Is it possible to fit any regression line to a set of data points?

145 Views Asked by At

If you have a set of data points (x1,y1), (x2,y2),...,(xn,yn)

And you know it fits a trend y=f(x) where f(x) is a known function,

Say for example: f(x)=A*x*sin(B*x)

Providing f(x) is known, is it possible to fit a regression line to this data and get values for A and B (and any other coefficients involved) for any f(x)?

If it is possible, could you give me some insight into how I would find the regression coefficients of the curve example given above?

2

There are 2 best solutions below

1
On BEST ANSWER

Here's some MATLAB code that implements the idea in Claude Leibovici's answer.

First we generate some data

a = 10;
b = 2.5;
x = linspace(0, 2*pi, 200)';            % 100 points between 0 and 2pi
y = a * sin(b * x) + 10*randn(size(x)); % y = a sin(bx) + noise

which look like this

enter image description here

Now you define your objective function, which will be a function of b only (since we will choose a by least squares)

function [mse, a] = obFun(b, x, y)
  sinbx = sin(b * x);
  a = sinbx \ y;          % choose a by OLS
  err = y - a * sinbx;    % compute error terms
  mse = mean(err.^2);
end

Say you suspect that the true value of b is in the interval [0, 5]. Then you can create some values in that interval, and compute the mean-square error on each value.

bValues = 0.01: 0.01: 5;
for i = 1:length(bValues)
  mse(i) = obFun(bValues(i), x, y);
end

The mean-square error as a function of b looks like this

enter image description here

So you can see that there is an obvious minimum near to 2.5. You can find out exactly where it is, and from that find out the optimal values of b and a.

[mseMin, j] = min(mse);
bOptimal = bValues(j);
[~, aOptimal] = obFun(bOptimal, x, y);

fprintf('a = %.3f, b = %.3f\n', aOptimal, bOptimal);

which results in

a = 10.548, b = 2.540

which are reasonably close to the true values of a = 10.0 and b = 2.5.

0
On

Nonlinear least squares is probably the easiest solution provided that you have reasonable starting values for $A$ and $B$.

Suppose that you do not know any starting point. What you can do is to fix $B$ at a given value and just compute $A$ according to $$A=\frac{\sum _{i=1}^n x_i y_i \sin (B x_i)}{\sum _{i=1}^n (x_i \sin (B x_i))^2 }$$ since the model is linear with respect to $A$ if $B$ is fixed. For this value of $A$, compute the sum of squares of errors and repeat for other values of $B$. Plot the sum of squares of errors as a function of $B$ until you have something close to a minimum. Now, you have your starting values.

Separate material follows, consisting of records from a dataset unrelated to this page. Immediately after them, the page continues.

PR #1200, opened 2021-12-16
fix: filtering submissions by users doesn't work for all email addresses

iskounen:
Paired with @AlicanAkyuz 

This PR fixes a bug where admins were not able to filter the list off submissions (`/admin/submissions`) by a collector's email address. This was only happening for collectors who submitted artworks after we made the change to store contact information on the submission model instead of the user model.

The solution was to include contact information as a search criteria for users, and remove any duplicate users that may be found with the regular user search.


AlicanAkyuz (approved):

Gon4ar5 (approved):
LGTM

If you want, post a dozen of data points and I shall show you how this works.

If the model had been $$y=A x \sin (B x)+C x^2+D x^3$$ the procedure I suggested could apply since, for a given value of $B$, parameters $A,C,D$ can be immediately obtained using multilinear regression. Then, a look at the plot of the sum of squares of errors as a function of $B$ tells you how to initialize the nonlinear square fit.